I need each line of the entries below that includes the string "soroban".

*** Opening of Task inputs ***

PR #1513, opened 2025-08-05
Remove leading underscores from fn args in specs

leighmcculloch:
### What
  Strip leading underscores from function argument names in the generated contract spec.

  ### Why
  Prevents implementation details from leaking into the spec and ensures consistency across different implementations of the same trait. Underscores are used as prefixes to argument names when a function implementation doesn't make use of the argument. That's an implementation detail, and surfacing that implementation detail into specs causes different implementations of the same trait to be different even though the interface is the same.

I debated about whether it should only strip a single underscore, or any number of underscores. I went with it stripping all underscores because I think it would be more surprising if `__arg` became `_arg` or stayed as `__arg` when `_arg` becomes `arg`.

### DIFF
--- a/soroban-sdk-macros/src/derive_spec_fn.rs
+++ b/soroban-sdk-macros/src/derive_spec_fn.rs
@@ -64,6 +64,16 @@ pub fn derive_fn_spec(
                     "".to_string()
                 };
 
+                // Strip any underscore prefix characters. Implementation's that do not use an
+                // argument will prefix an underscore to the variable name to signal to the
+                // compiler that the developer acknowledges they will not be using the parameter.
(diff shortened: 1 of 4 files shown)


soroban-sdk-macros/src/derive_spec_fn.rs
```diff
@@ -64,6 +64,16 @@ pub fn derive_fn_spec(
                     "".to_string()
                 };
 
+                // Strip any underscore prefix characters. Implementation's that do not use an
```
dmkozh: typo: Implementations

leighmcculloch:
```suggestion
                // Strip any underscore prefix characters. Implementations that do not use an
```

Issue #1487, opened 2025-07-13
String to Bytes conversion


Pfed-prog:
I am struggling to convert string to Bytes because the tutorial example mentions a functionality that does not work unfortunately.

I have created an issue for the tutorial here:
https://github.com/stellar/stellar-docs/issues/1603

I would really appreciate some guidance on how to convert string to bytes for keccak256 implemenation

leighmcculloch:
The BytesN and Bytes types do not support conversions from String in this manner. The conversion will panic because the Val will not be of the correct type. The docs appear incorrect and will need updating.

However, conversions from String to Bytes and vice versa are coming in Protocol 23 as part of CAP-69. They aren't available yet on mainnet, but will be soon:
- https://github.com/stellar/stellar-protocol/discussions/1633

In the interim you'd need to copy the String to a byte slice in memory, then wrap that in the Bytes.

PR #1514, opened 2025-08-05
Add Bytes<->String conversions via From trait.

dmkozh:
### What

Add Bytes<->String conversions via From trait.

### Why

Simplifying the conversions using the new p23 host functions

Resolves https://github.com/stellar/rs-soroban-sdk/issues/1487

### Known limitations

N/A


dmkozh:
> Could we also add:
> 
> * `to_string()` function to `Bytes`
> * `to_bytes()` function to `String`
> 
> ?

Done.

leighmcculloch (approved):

*** Close of Task inputs ***

=== Exercise result ===
--- a/soroban-sdk-macros/src/derive_spec_fn.rs
+++ b/soroban-sdk-macros/src/derive_spec_fn.rs
soroban-sdk-macros/src/derive_spec_fn.rs
Resolves https://github.com/stellar/rs-soroban-sdk/issues/1487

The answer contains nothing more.